Partial Pooling • vrcmort

Why partial pooling matters

In many conflict mortality applications you have a small number of regions (for example five), and the data quality may vary sharply across them.

A fully pooled model (one coefficient shared across regions) can be too rigid: it forces conflict to have the same effect everywhere.

A fully separate model (fit each region independently) can be too noisy: sparse regions can produce extreme estimates driven by reporting artefacts.

Partial pooling is the compromise: each region gets its own effect, but regions share information through a hierarchical prior.

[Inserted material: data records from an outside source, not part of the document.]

Issue #4678, opened 2019-03-20
Stratimikos and Rythmos tests failing on many ATDM builds


fryeguy52:
CC: @trilinos/stratimikos, @srajama1 (Trilinos Linear Solvers Product Lead), @rppawlo (Trilinos Nonlinear Solvers Product Lead), @bartlettroscoe, @fryeguy52
 
<Checklist>
<???: Add label "ATDM">
<???: Add label "bug"?>
<???: Add label for affected packages (e.g. "MueLu", "Tpetra", "Kokkos", etc.)>
<???: Add milestone "Initial cleanup of new ATDM builds of Trilinos" or "Keep promoted ATDM builds of Trilinos clean">
<???: Once GitHub Issue is created, add entries for tests to TrilinosATDMStatus/*.csv files>
<???: Add label "PA: ???Project Area???" (e.g. "PA: Linear Solvers", "PA: Data Services")>
 
## Next Action Status
<status-and-or-first-action>
 
## Description
 
As shown in [this query](https://testing.sandia.gov/cdash/queryTests.php?project=Trilinos&date=2019-03-20&filtercombine=and&filtercombine=and&filtercombine=and&filtercombine=and&filtercombine=and&filtercombine=and&filtercount=5&showfilters=1&filtercombine=and&field1=groupname&compare1=61&value1=ATDM&field2=status&compare2=61&value2=Failed&field3=testname&compare3=62&value3=Ifpack2_BlockTriDiContainerUnitAndPerfTests_MPI_4&field4=buildstarttime&compare4=83&value4=2019-03-20&field5=buildstarttime&compare5=84&value5=2019-03-21) the tests:
* Stratimikos_test_single_stratimikos_solver_driver_belos_np_MPI_1
* Stratimikos_test_single_stratimikos_solver_driver_belos_ml_MPI_1
* Stratimikos_test_single_stratimikos_solver_driver_belos_ifpack_MPI_1
* Rythmos_timeDiscretizedBackwardEuler_amesos_MPI_1

are failing in many ATDM builds.

[new commits when these started failing](https://testing.sandia.gov/cdash/viewNotes.php?buildid=4754139#!#note4)

## Current Status on CDash

[...]

PR #4684, opened 2019-03-20
Revert "Belos Stratimikos adapter: Use solver factory"

bartlettroscoe:
CC: @cgcgcg , @trilinos/framework 

Reverts trilinos/Trilinos#4606

Reverting for now as per https://github.com/trilinos/Trilinos/pull/4677#issuecomment-475018795.  This can then be carefully fixed offline to restore correct behavior for default tolerances.

This should fix the Trilinos PR builds and a bunch of ATDM Triilnos builds (#4678).


bartlettroscoe:
@trilinos/framework 

Can you kill all of the doomed PR builds and let this one run to fix the PR builds for changes upstream from Stratimikos?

vrcmort uses partial pooling in several places by default (for example region random intercepts), and also allows partial pooling for conflict effects.

Region random intercepts

Both the mortality and reporting submodels include region-level random intercepts by cause group.

For mortality:

$u^{(\lambda)}_{r,g} \sim \mathcal{N}(0, \sigma^{(\lambda)}_{u,g}).$

For reporting:

$u^{(\rho)}_{r,g} \sim \mathcal{N}(0, \sigma^{(\rho)}_{u,g}).$

These terms capture persistent differences between regions (baseline death rates and baseline completeness) that are not explained by covariates.

Partial pooling for conflict effects (random slopes)

A core extension in vrcmort is allowing the conflict effect to vary by region.

Mortality side

Instead of a single conflict effect $\beta_{conf,g}$ , we allow:

$\beta_{conf,r,g} = \beta_{conf,g} + b^{(\beta)}_{r,g},$

where

$b^{(\beta)}_{r,g} \sim \mathcal{N}(0, \sigma_{\beta,g}).$

This lets conflict have a stronger association with true mortality in some regions than others, while shrinking weakly informed regions back towards the global mean.

In the Stan program the region-specific effects are parameterised as a non-centred random effect for better sampling.

Reporting side

Similarly, the effect of conflict on reporting completeness can vary by region:

$\gamma_{conf,r,g} = \gamma_{conf,g} + b^{(\gamma)}_{r,g}, \quad b^{(\gamma)}_{r,g} \sim \mathcal{N}(0, \sigma_{\gamma,g}).$

This is useful when some regions experience a much sharper collapse in registration after conflict starts.

Region-specific time trends

The base model includes national random walks in time for both mortality and reporting.

In many conflict settings, you also want region-specific departures from the national trend. vrcmort supports this by adding a region-specific random walk deviation around the national time effect.

Conceptually:

$v^{(\lambda)}_{t,g} + v^{(\lambda,reg)}_{r,t,g}$

and

$v^{(\rho)}_{t,g} + v^{(\rho,reg)}_{r,t,g}.$

These terms can absorb local shocks (for example temporary outages or spikes) without forcing all regions to move together.

How to specify pooling in vrcmort

Pooling options are controlled through the component specifications passed to vrcm().

library(vrcmort)

# Region-varying conflict effects and region-specific time trends
mort_pp <- vrc_mortality(~ facility, conflict = "region", time = "region")
rep_pp  <- vrc_reporting(~ facility, conflict = "region", time = "region")

fit_pp <- vrcm(
  mortality = mort_pp,
  reporting = rep_pp,
  data = vr_long,
  t0 = conflict_start_month,
  chains = 4,
  iter = 1000
)

# Extract region-specific conflict effects
vrc_conflict_effects(fit_pp, component = "mortality")
vrc_conflict_effects(fit_pp, component = "reporting")

Practical advice

If you have only a few regions, partial pooling is usually safer than fitting separate models.
If reporting collapse clearly differs by region, allowing region-varying conflict effects in the reporting model is often important.
Region-specific time trends can be valuable, but they add parameters. If sampling becomes difficult, start with national trends only and add region-specific trends later.